72 Moreover, the lex mitior principle does not preclude the application in the present case of Article 65(5) CS, since the fine imposed by the contested decision is in any event below the ceiling laid down by Article 23(2) of Regulation No 1/2003 for the imposition of a fine following an infringement of the European Union rules on competition.
73 It follows from all the above considerations that a diligent undertaking in ARBED’s position could not at any time be unaware of the consequences of its conduct or count on the fact that the succession of the legal framework of the EC Treaty to that of the ECSC Treaty would have the consequence of allowing it to escape all penalties for infringements of Article 65 CS committed in the past.
74 As regards the legal basis and the procedural rules applicable, the General Court was also right to hold, in paragraphs 64 and 67 of the judgment under appeal, that the Commission’s power to impose the fine in question by the contested decision derived from Article 23(2) of Regulation No 1/2003 and that the procedure had to be carried out in accordance with that regulation.
75 It follows from the case-law that the provision which forms the legal basis of an act and empowers the Union institution to adopt the act in question must be in force at the time when the act is adopted (see, to that effect, Case C-269/97 Commission v Council [2000] ECR I-2257, paragraph 45) and that procedural rules are generally held to apply from the time of their entry into force (see, to that effect, Joined Cases 212/80 to 217/80 Meridionale Industria Salumi and Others [1981] ECR 2735, paragraph 9, and Case C-201/04 Molenbergnatie [2006] ECR I-2049, paragraph 31).
76 It may be added that the application of Regulation No 1/2003 by the Commission did not restrict but rather tended to extend the procedural guarantees provided by the legal framework of the ECSC Treaty for undertakings which are the target of procedures, as ARBED indeed does not contest.

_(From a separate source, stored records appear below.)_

PR #2564, opened 2019-07-02
Metric: received, enqueued or dropped messages

sebtomba:
## Overview
Add metrics how many incoming messages/packets have been received, enqueued or dropped. Also, add a counter of how many messages/packets have been dispatched.

### JIRA ticket:
https://rchain.atlassian.net/browse/RCHAIN-3579

### Notes
Bug fixed:
When a packet gets dropped because the message queue is full then delete the packet file.

### DIFF
--- a/comm/src/main/scala/coop/rchain/comm/transport/GrpcTransportReceiver.scala
+++ b/comm/src/main/scala/coop/rchain/comm/transport/GrpcTransportReceiver.scala
@@ -6,11 +6,12 @@ import scala.concurrent.duration._
 
 import cats.implicits._
 
-import coop.rchain.comm.PeerNode
+import coop.rchain.comm.{CommMetricsSource, PeerNode}
 import coop.rchain.comm.protocol.routing._
 import coop.rchain.comm.rp.Connect.RPConfAsk
 import coop.rchain.comm.rp.ProtocolHelper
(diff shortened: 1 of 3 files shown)


comm/src/main/scala/coop/rchain/comm/transport/GrpcTransportReceiver.scala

77 It follows that the General Court did not err in law in concluding, in paragraphs 67 and 68 of the judgment under appeal, first, that the Commission’s power to impose the fine at issue by the contested decision derived from Article 23(2) of Regulation No 1/2003 and that the procedure had to be conducted in accordance with that regulation and, secondly, that the substantive law laying down the penalty applicable was Article 65(1) and (5) CS.
78 In the third place, in so far as ARBED submits that the General Court did not explicitly deal with all its arguments, it must be recalled that, according to settled case-law, the General Court’s duty, under Article 36 and the first paragraph of Article 53 of the Statute of the Court of Justice, to state reasons for its judgments does not require it to provide an account that follows exhaustively and one by one all the arguments articulated by the parties to the case. The reasoning may therefore be implicit, on condition that it enables the persons concerned to know why the measures in question were taken and provides the Court of Justice with sufficient material for it to exercise its powers of review (Case C-431/07 P Bouygues and Bouygues Télécom v Commission [2009] ECR I-2665, paragraph 42, and order in Case C-150/09 P Iride and Iride Energia v Commission, paragraph 42).
79 The General Court’s reasoning is clear and is such as to enable ARBED to know why the General Court rejected the plea in question and to provide the Court with sufficient material to exercise its powers of review. It follows that the judgment under appeal is not vitiated by a failure to state reasons.
80 Having regard to all the foregoing, the first ground of appeal must be rejected.